START Given records

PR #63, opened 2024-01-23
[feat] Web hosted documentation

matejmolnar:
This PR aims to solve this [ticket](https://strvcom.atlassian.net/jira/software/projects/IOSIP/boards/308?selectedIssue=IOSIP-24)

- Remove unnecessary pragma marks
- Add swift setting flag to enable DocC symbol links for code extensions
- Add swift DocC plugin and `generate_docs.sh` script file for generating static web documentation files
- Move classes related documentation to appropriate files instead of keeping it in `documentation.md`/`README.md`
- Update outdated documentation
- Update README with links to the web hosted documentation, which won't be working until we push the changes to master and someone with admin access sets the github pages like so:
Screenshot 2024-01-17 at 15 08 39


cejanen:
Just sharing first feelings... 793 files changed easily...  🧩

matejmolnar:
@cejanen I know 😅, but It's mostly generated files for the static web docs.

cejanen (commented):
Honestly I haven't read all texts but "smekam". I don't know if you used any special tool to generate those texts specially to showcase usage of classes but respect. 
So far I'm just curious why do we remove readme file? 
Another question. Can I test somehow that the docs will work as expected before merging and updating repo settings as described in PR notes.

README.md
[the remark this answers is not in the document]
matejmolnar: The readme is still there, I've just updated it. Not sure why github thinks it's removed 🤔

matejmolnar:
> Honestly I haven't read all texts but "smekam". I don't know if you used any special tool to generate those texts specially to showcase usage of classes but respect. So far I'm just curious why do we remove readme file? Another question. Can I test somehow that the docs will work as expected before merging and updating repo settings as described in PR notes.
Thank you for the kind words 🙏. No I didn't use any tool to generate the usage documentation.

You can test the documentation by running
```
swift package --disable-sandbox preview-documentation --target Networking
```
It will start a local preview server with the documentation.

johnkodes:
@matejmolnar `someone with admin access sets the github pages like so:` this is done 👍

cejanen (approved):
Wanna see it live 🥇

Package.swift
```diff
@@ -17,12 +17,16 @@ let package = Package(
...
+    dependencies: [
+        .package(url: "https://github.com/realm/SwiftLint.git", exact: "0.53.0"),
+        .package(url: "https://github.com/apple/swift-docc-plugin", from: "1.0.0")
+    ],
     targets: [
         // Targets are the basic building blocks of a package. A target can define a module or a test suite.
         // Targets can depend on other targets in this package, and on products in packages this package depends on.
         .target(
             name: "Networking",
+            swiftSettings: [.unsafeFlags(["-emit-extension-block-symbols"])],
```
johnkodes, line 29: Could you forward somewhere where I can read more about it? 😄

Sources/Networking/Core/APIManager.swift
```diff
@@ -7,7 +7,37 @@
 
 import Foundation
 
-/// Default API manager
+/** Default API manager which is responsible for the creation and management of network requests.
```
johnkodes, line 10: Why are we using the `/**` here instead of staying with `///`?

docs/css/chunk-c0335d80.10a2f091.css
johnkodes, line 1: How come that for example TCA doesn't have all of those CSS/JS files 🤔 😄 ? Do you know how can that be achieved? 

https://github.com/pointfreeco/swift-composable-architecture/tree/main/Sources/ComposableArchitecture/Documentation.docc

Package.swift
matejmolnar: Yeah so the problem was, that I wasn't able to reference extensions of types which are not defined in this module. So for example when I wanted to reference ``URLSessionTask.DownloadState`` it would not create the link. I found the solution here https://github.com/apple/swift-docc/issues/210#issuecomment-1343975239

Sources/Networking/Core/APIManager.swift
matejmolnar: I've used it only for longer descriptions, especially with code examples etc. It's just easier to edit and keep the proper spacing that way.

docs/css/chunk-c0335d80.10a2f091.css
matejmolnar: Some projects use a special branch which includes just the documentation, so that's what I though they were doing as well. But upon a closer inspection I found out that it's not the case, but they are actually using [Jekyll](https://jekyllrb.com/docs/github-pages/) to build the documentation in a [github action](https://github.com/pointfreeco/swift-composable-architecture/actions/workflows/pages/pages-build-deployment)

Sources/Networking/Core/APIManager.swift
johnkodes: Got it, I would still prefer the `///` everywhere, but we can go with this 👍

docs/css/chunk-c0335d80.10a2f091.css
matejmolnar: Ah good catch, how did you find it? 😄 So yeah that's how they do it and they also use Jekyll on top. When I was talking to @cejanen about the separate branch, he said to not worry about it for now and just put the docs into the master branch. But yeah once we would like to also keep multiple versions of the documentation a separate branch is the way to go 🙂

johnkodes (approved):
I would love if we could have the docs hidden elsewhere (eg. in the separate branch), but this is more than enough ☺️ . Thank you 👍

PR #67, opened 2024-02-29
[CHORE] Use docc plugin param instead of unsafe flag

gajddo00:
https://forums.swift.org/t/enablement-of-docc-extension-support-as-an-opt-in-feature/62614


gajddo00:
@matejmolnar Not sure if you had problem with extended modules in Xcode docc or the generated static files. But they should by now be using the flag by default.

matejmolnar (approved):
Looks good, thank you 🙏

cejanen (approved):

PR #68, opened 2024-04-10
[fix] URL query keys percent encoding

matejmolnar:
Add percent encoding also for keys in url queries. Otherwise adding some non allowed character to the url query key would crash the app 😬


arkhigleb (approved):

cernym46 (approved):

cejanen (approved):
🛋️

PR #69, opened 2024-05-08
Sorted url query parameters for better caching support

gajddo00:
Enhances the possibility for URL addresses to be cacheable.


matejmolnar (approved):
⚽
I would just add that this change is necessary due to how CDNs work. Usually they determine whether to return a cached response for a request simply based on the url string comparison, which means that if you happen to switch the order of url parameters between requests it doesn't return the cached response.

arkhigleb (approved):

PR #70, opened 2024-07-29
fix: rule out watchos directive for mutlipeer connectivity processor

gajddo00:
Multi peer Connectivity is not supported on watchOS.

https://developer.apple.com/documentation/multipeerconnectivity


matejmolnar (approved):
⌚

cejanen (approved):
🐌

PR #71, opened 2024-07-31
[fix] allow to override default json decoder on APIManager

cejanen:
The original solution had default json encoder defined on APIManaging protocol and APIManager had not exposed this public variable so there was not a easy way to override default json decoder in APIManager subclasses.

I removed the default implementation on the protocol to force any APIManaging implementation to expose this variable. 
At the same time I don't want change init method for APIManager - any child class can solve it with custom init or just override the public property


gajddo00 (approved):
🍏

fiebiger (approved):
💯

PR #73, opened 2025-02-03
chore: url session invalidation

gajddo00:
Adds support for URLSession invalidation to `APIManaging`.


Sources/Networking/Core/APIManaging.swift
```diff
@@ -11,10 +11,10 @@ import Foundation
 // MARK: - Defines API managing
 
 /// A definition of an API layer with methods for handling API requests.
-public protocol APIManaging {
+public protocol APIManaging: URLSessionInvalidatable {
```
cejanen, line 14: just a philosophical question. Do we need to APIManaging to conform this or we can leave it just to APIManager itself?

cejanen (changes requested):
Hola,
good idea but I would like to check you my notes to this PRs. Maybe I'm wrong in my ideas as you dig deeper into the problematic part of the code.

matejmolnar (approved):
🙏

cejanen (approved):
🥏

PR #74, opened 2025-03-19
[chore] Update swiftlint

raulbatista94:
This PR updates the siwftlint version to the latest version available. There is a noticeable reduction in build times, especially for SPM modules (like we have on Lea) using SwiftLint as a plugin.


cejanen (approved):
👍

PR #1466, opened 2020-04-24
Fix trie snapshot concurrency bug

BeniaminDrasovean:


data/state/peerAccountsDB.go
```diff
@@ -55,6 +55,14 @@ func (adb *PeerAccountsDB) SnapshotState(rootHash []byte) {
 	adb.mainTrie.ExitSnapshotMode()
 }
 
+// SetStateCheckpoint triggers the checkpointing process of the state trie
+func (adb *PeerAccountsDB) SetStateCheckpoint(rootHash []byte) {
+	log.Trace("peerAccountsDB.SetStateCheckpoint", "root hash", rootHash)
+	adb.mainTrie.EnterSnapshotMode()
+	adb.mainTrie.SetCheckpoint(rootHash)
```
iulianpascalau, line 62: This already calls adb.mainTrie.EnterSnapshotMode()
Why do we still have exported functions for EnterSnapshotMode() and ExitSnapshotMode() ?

END Given records

**Assignment**
The word "parameters" appears in some lines above. Return every one of those lines.

**Result of this exercise**
Sorted url query parameters for better caching support
I would just add that this change is necessary due to how CDNs work. Usually they determine whether to return a cached response for a request simply based on the url string comparison, which means that if you happen to switch the order of url parameters between requests it doesn't return the cached response.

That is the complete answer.